~Today I post very upsetting news. I would only ask you all to remember that this is a terrible thing for me to write as we are still living it. It is only fair for you to know what is happening as you have read my blog from the very beginning and that I thank you for.~
As you all know, my parents made the trip down to Houston, Texas on the 13th of October. They came down with the intention of participating in a clinical trial that showed promising results in other patients. He did not qualify for this trial because the doctors found plaque building up behind his eye and this increased his risk for a stroke greatly. They also found a subdural hematoma (bleeding in the space between the brain and the lining that covers the brain). This was a major and unexpected set back for my dad. Instead of focusing on destroying the cancer, the doctors turned their attention to stopping the bleeding in his brain.
They were continuing this treatment up until my dad tripped and fell on November 3rd. This fall has ended all hope of recovering. He fell on his head very very hard which has caused even more bleeding. His brain is swelling and being pushed to one side as the bleeding continues. It is also causing him to be in a state of confusion. Because of his headaches, the doctors have him on major pain medications (which I am very thankful for). Due to these medications, he will go through periods of sleep and when he wakes up he can answer questions, recognizes his family, and has even made a few jokes. He doesn't always remember what happened to him and he sometimes isn't able to speak in complete sentences or very clearly for that matter. It just depends. As the bleeding progresses, his platelet count will drop and this will cause even more bleeding. This process has already begun. We have consulted every doctor here who specializes in leukemia and they have said that giving more platelets at this point would just be more cruel than beneficial. It would prolong what we have all dreaded. At this point, his comfort is all that matters.

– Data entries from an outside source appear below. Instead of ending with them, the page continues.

PR #81, opened 2021-12-24
fix for issue:80

boazblake:
this should help

### DIFF
--- a/src/server/context.ts
+++ b/src/server/context.ts
@@ -148,7 +148,7 @@ export class ServerContext {
       const url = new URL(req.url);
       if (url.pathname.length > 1 && url.pathname.endsWith("/")) {
         url.pathname = url.pathname.slice(0, -1);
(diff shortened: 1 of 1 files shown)


src/server/context.ts
```diff
@@ -148,7 +148,7 @@ export class ServerContext {
       const url = new URL(req.url);
       if (url.pathname.length > 1 && url.pathname.endsWith("/")) {
         url.pathname = url.pathname.slice(0, -1);
-        return Response.redirect(url, 307);
+        return Response.redirect(JSON.stringify(url), 307);
```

I am so sorry to deliver this news. My dad had every intention of surviving. He is such a brave man and such a wonderful, wonderful dad and husband. He tried everything he possibly could have tried. His body has been through so much, and looking at him now gives me physical pain. Despite feeling so sick, he has been a dutiful and sweet patient for two years. He told us before coming down to Texas that the only way he would go, is to go down fighting. This is just horrible, and it is a huge, huge loss for all of us. Yesterday, when my sister and I arrived in Texas we thought he was going to die. He was sleeping and nobody believed he would wake up. The three of us, (my mom, sister, and I) talked to him and held his hands and kissed his face. All of the sudden, his eyes opened and he knew exactly who we were. He told all of us how much he loves us and how proud he was to have such a wonderful family. That was one of the most precious memories I will ever have. It also proves just what a strong spirit he has. The doctors believe that the bleeding will progress pretty quickly from here on out, but they said that because of his spirit he could have up to a week left. Nobody knows for sure.
Please remember who my dad truly was. He was passionate, dynamic, funny, loving, kind, creative, hard working and always up to something wonderful. He had a giggle like no other, loved telling stories and for me, his bear hugs were the best things in the world. He was a wonderful cook, an excellent teacher, and my biggest fan. He loved the outdoors more than anyone I know and some of my favorite memories are of us hunting or working outside. A dad is irreplaceable in a girl's life and my dad is going to hold a special place in my heart forever. I love him, I always will but his journey here on this earth is almost over.
Please pray for peace, for his comfort, and for a quick passing from this life. There is no need for him to suffer.
Thank you all for your love, and support. It has meant everything to us and my dad wouldn't have gotten as far as he did without you holding him up.